Beneath this instruction is a listing. Transcribe from it only the stretch from the line with "Issue #1280, opened 2016-06-16" through the line with "This PR is for", both end lines included, exactly as written.

START Supplied records

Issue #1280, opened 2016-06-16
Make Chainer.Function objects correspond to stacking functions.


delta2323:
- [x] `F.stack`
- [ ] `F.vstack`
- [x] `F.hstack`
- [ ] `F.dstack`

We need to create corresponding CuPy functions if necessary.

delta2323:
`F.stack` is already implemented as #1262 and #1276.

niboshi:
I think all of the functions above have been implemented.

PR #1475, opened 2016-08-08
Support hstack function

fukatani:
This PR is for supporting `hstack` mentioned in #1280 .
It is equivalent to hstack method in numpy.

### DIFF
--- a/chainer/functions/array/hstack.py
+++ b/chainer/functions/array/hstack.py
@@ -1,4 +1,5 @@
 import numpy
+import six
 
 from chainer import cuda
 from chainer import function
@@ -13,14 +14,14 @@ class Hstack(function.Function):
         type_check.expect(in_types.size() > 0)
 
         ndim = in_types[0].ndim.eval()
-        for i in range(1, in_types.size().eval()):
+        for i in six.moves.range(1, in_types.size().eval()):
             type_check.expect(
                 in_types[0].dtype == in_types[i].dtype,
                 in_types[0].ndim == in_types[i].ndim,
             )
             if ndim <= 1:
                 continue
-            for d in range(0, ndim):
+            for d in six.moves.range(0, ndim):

END Supplied records
START Supplied records

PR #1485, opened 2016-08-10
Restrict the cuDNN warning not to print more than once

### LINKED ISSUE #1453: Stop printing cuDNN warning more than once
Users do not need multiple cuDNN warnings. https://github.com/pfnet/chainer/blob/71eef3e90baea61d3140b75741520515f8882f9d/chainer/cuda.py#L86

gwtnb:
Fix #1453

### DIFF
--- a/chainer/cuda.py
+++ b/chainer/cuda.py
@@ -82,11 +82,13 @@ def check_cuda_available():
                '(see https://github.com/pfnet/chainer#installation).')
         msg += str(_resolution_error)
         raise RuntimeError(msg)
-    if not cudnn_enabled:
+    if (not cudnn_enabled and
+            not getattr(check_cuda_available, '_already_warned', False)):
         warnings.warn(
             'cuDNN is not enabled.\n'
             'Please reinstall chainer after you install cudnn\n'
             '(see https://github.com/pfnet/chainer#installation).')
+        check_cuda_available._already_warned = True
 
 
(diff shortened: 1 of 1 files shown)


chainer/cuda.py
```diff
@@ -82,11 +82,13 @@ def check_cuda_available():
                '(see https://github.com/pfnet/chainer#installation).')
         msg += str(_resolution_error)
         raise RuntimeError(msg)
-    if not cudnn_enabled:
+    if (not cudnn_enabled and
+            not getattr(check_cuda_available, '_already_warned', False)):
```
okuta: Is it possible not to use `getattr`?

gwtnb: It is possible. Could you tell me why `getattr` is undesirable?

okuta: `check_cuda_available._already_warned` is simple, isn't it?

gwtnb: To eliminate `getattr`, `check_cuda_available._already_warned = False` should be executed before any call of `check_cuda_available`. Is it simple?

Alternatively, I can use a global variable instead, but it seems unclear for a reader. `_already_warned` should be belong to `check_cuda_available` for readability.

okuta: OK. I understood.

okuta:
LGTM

END Supplied records

Exercise result:
Issue #1280, opened 2016-06-16
Make Chainer.Function objects correspond to stacking functions.


delta2323:
- [x] `F.stack`
- [ ] `F.vstack`
- [x] `F.hstack`
- [ ] `F.dstack`

We need to create corresponding CuPy functions if necessary.

delta2323:
`F.stack` is already implemented as #1262 and #1276.

niboshi:
I think all of the functions above have been implemented.

PR #1475, opened 2016-08-08
Support hstack function

fukatani:
This PR is for supporting `hstack` mentioned in #1280 .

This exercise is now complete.